覚悟

「そういえば、茨木君」


  「はっ!はいなんでしょう」


緊張な空気間だ漂っていたにもかかわらず、先輩は気の抜けた声で俺に話しかけてきたので少し動揺してしまった。


  「今日病院に行く日でしたよね。行かなくて大丈夫なんですか?」


その内容は昨日の夜の戦闘で俺に冷静さを取り戻させてくれた要因となった話の内容だった。


  「そういえばそうでしたね。でも、エメルさんが治療してくれたおかげで今は落ち着いてるので別に慌てる必要はないのかなと」


昨日の二人に出会うまでは、激しい腕の痛みに悩まされていたが、エメルさんが治療してくれてからというもの痛みが全くもって消え去った。


  「そうですか、それなら良かったです」


その事を聞いた先輩は、嬉しそうに微笑んでいた。しかしその微笑みも束の間、先輩の顔は、さっきまでの可愛らしい少女の顔ではなく、昨日の夜に見たあの顔になっていた。昨日の俺ならここで動揺していたが、今は違う。無知であれば良かったものを知ってしまった者の責任として、自分のわがままからこの地球が危機にさらされた責任として、その責任を果たさなくちゃならない。そう自分の心の中で呟き先輩を見据える。


  「今から話すことの全ては茨木君には何も関係はありませんし、知る必要もありません。ですが、今から話す情報を知れば、あなたはこの世界....いえ宇宙の醜悪さについて知ることとなり、本当にこちらの世界に介入せざるを得ません。それでもいいんですね?」


  「......」


覚悟は昨日のあの夜から出来ているはずなのに....それを拒もうとしている自分がいる。さっきまで責任がどうたらとか言ってたのに、いざその事について先輩から聞こうとするとなると、さっまでの自分が崩れていく。昨日のあれはノリで承諾しただけで、もしかしたら覚悟なんて決まっていなかったのかもしれない。見据えていた視線はいつの間にか下を向いていた。

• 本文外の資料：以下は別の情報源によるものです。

PR #367, opened 2020-08-26
Ensure successes don't return a msg

### LINKED ISSUE #361: conftest test: successes returns msg when using --all-namespaces
Context:
- intending on using conftest on gatekeeper policies, as a sort of 'lint' step for users in our ci/cd process for helm charts before reaching the actual admissions webhook on the k8s cluster
- my directory layout is similar to the [konstraint](https://github.com/plexsystems/konstraint/tree/main/examples) examples, where I have a lib with a collection of rego packages and separate named dirs with rego policies namespaced according to the dir name
- in order to work with conftest, I'm copying lib/* and */src.rego into a tmp/policy dir 

Issue
When I run `conftest test --all-namespaces deployment_without_email.yml -o json`, I get the following output
```
[
	{
		"filename": "deployment_without_email.yml",
		"warnings": [],
		"failures": [],
		"successes": [
			{
				"msg": "data.servicelbip.violation"
			},
			{
				"msg": ""
			},
			{
				"msg": ""
			},
			{
				"msg": ""
			},
			{
				"msg": ""
			},
			{
				"msg": ""
			},
			{
				"msg": "data.emailannotation.violation"
			},
			{
				"msg": ""
			},
			{
				"msg": "data.serviceemailtag.violation"
			},
			{
				"msg": ""
			}
		]
	}
]
```

In this example, I have 3 different policy rego files in the tmp/policy dir. From what I surmise from --trace, these violations don't evaluate to true and so, shouldn't return anything. But it seems to return the first violation of each package.

As a test, I combined all 3 policy rego files into a single rego file and packaged it as main. Running `conftest test deployment_without_email.yml -o json` returns all successes without messages as expected.

My plan is to parse the output to alert users only of failures anyways, so the issue is merely cosmetic and there's the workaround of combining into a single main package, but wanted to bring this up still.

Zelinzky:
The msg of the successes was being constructed by the expr.Location.Text that is returned from the queries inside the Rego package. The message was expected to be empty and most of the time it was, for some random successes the message contained the location of the policy. Fixes #361 .

### DIFF
--- a/internal/commands/test.go
+++ b/internal/commands/test.go
@@ -408,7 +408,7 @@ func (t TestRun) runQuery(ctx context.Context, query string, input interface{}) 
 	for _, result := range resultSet {
 		for _, expression := range result.Expressions {
 			if !hasResults(expression.Value) {
-				successes = append(successes, output.NewResult(expression.Text, traces))
+				successes = append(successes, output.NewResult("", traces))
 				continue
 			}
 


jpreese:
Makes sense to me. Thanks for looking into this @Zelinzky !

PR #368, opened 2020-08-30
Chore: Refactor Test Command.

### LINKED ISSUE #363: Refactor the Test command
Recently bugs started popping up in the `conftest test` command quite often. The logic in there has organically grown to the point where it is now hard to understand.

In essence, `conftest test` has 4 stages:
- Find configuration files & policies
- Compilation
- Query execution
- Result parsing

We could start by moving that logic into separate structs and having the `TestRunner` call those structs in order. Several of these stages could also be reused in other commands (e.g. `conftest verify` also has a compilation stage, but has a different query execution stage), however just making the `conftest test` code more maintainable will already be a big win.

Blokje5:
Fixes #363 

Loading rego files + data files has been refactored into a separate struct. The Test command now also uses the Runner pattern. An Engine class has been created to execute queries against the policies.

### DIFF
--- a/internal/commands/test.go
+++ b/internal/commands/test.go
@@ -1,22 +1,15 @@
 package commands
 
 import (
-	"bytes"
 	"context"
-	"errors"
 	"fmt"
 	"os"
-	"path/filepath"
-	"regexp"
-	"strings"
 
+	"github.com/open-policy-agent/conftest/internal/runner"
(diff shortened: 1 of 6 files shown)


jpreese:
Agree that the `test` command has gotten quite big. All tests are passing and this looks good enough to merge and we can iterate from there to keep the diff size to a minimum.

jpreese (approved):

PR #369, opened 2020-08-30
Mac OS support and other fixes

anderseknert:
Wanting to try `kubectl conftest` on my mac, I ran into a couple of errors that are fixed here. Changes:

1. Fix the single argument (resource type only) call to work on Mac OS. The xargs version there will silently discard arguments exceeding 255 bytes, which is pretty much any kubernetes resource. The replacement is tested on both OS X and Ubuntu 20.04.
2. Require conftest to be on path just as kubectl and don't expect it to be placed anywhere in particular. The previous check would also fail on Mac OS as the readline parameter '-f' is not available there.
3. Print the name of the resources as they are tested - without that the output of the tests when not providing a resource name was hard to comprehend, to say the least. Added similar printouts when actually specifying a resource name for consistency.
4. Fix all shellcheck warnings, primarily about missing quotes around variables.

Signed-off-by: Anders Eknert <anders@eknert.com>

### DIFF
--- a/contrib/plugins/kubectl-conftest.sh
+++ b/contrib/plugins/kubectl-conftest.sh
@@ -7,7 +7,7 @@
 
 # Check if a specified command exists on the path and is executable
 function check_command () {
-    if ! [[ -x $(command -v $1) ]] ; then
+    if ! [[ -x $(command -v "$1") ]] ; then
         echo "$1 not installed"
         exit 1
     fi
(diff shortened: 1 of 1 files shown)


anderseknert:
Just noticed this script also uses `#!/bin/bash` rather than `#!/usr/bin/env bash` in the header, which would call the ancient bash version shipped with Mac OS even if a more modern version is installed, through brew or what have you. Should probably change that too, but I'll await the review as other changes may be requested as well.

jpreese:
Thanks for putting this together @anderseknert! All of this makes sense to me.

This is already a step forward, so I'm going to merge this in. If we feel the need to adjust the header, we can knock that out in another PR.

jpreese (approved):

Issue #309, opened 2020-05-18
Sucesses output full of empty messages


tbuchier:
Hello,

We have bumped our conftest from 0.15.0 to 0.18.2, and since we face a small issue on the new feature about successes output : 

We receive around 80+ lines of empty success messages, one for every deny/warn rules that passed

Our outputs look like:
```
[
	{
		"filename": "tfplan.json",
		"warnings": [
			{
				"msg": "W45 | ApiGateway stage test  should have access logging configured."
			}
		],
		"failures": [
			{
				"msg": "F001 | Invalid tags (missing minimum required tags) for the following resources: test"
			}
		],
		"successes": [
			{
				"msg": ""
			},
			{
				"msg": ""
			},
			{
				"msg": ""
			},
			{
				"msg": ""
			}
                        ...
                        ...
		]
	}
]
```

Our rules are defined in a main.rego (importing from packages) like for example: 

```
deny[msg] {
	count(rs_non_contain_minimum_tags) > 0
	msg := sprintf("F001 | Invalid tags (missing minimum required tags) for the following resources: %s", [rs_non_contain_minimum_tags[_]])
}

deny[msg] {
	count(whitelist.resource_not_whitelisted) > 0
	msg := sprintf("FG001 | AWS resource %s is not whitelisted.", [whitelist.resource_not_whitelisted[_]])
}

warn[msg] {
	count(api_gateway_stage.api_gateway_stage_acces_log) > 0
	msg := sprintf("W45 | ApiGateway stage %s  should have access logging configured.", [api_gateway_stage.api_gateway_stage_acces_log[_]])
}
```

  「今ここで、何も聞かず家に帰れば、普通の日常に戻れますよ。エネルとエメルの件はこちらで対処出来ますし」


先輩から放たれた言葉はこちらの心をくすぶってくる。


あぁ、いいなぁ。あの時コンビニに行かなければ......あの時公園に行かなければ....あの時エネルとエメルの会話を聞かなければ.....あの時勢いで飛び出さずいれば.....

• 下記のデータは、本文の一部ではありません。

PR #377, opened 2020-09-06
Report error on verify command

jpreese:
Resolves https://github.com/open-policy-agent/conftest/issues/355

### DIFF
--- a/internal/runner/verify.go
+++ b/internal/runner/verify.go
@@ -22,7 +22,7 @@ type VerifyRunner struct {
 // Run executes the Rego tests at the given PolicyPath(s)
 func (r *VerifyRunner) Run(ctx context.Context) ([]output.CheckResult, error) {
 	loader := &policy.Loader{
-		DataPaths: r.Data,
+		DataPaths:   r.Data,
 		PolicyPaths: r.Policy,
 	}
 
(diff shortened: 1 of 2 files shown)


internal/runner/verify.go
```diff
@@ -46,6 +46,10 @@ func (r *VerifyRunner) Run(ctx context.Context) ([]output.CheckResult, error) {
 
 	var results []output.CheckResult
 	for result := range ch {
+		if result.Error != nil {
```
Blokje5, line 49: Should we wrap all errors? E.g. in case of multiple tests with compilation errors it would be nice to report all of them.

Blokje5 (changes requested):
A small discussion point on the error handling. How would it work when multiple errors in the tests?

internal/runner/verify.go
jpreese: I think there's value in returning all of them, but it would require a bit more handling to get them all to propagate. I went with this approach because it was really straight forward, and I imagine that _most_ of the time these errors should be caught by linters. The most important thing to me in this case is that we don't say it passed.

Maybe we go with a single error to start and see if there's a high demand for needing all of them?

Blokje5: Sounds like a reasonable approach for now!

Blokje5 (approved):
LGTM!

バシッ!!っと思い切り自分の頬を叩く。それを何一つ表情を変えず先輩は見ていた。


ダメだ、その事を否定するな。それを否定したら今こうして日常が送れていない。あの時あの行動を取ったからなんとか今を生きているんだ、と心の中で楽に流されようとしている自分の手をつかむ。覚悟なんて決まっては無い。戻れるなら今でも戻って、普通の学生としての日常を送りたい。でも、それは出来ない。この気持ちは責任から来るものではなく、自分の醜さから来る怒りがそれを許さない。それでもいい、それが俺の原動力となるならば、この竦んで動かない足を動かせる。そう決心し、下ろしていた視線を先輩に戻す。


  「覚悟 決まりましたか?」


戻した視線の先にいた先輩は何一つ変わってはいなかった。


  「そんなもの 決まってるわけありませよ」


  「それじゃ、この話は無かったことで.....」


先輩は部室の扉に手をかける。


  「でも!!!!」


部室から出ていこうとしている先輩を自らの叫びで引き留める。


  「でも、許せないんだ。このまま何もせず、エネルやエメル、そして先輩が頑張ってるのに、自分だけのうのうと日常を送ろうとしている自分に」


今自分が思ってる全てを吐き出した。


  「だから.....」


しかし、その後は上手く話せないし声も震えている。きっと怖いんだ、未知のものを知ることでこれまで自分が思っていたものの価値観が変わることが。でも.........でも.....命の恩人である三人を放って日常を送るなんて、そっちの方が怖くて耐え切れない!


  「やらなくちゃ.....いけないんだ........」


そう、先輩に向かって弱弱しく呟いた。その一部始終を見ていた先輩は、深く溜息をついていた。お互い無言のまましばらくの時間が経った。そのしばらくしてから先輩が口を開き


  「本当は止めたくて仕方がありません。エネルとエメル達といれば戦闘も避けられないでしょう...........」


先輩もまた俺と同様弱弱しく呟いた。


  「でも、あなたの心の葛藤は良く伝わりました。どっちにしろ私が否定してもエネル達についていくんでしょう?」


  「多分そうだと思います」


  「むう~そこは素直に答えない所ですよ」


少し不貞腐れた様子で喋っていた。いつの間にか先輩の顔はいつもの顔に戻っていた。


  「ハハハ、せっかく怖そうな先輩として話をしようとしましたけど、茨木君の反応が可愛いので難しいですね」


  「可愛いって....」


今から大事な話をする時に緊張感のない笑いが先輩からこぼれる。正直な所殺伐とした雰囲気で話を聞いても、また恐怖が襲ってきたり、内容が分からなくなりそうだから、先輩がいつもの雰囲気で話をしてくれるのはありがたい。


  「で、昨日の私について、でしたよね茨木君」


  「はい、そうです」


改めて昨日の先輩とのギャップにビビらされる。さっきまでの先輩は昨日のような雰囲気を持ち合わせてはいたけど服装といい髪といいいつもの先輩のままだったので昨日よりかは歪には思わなかった。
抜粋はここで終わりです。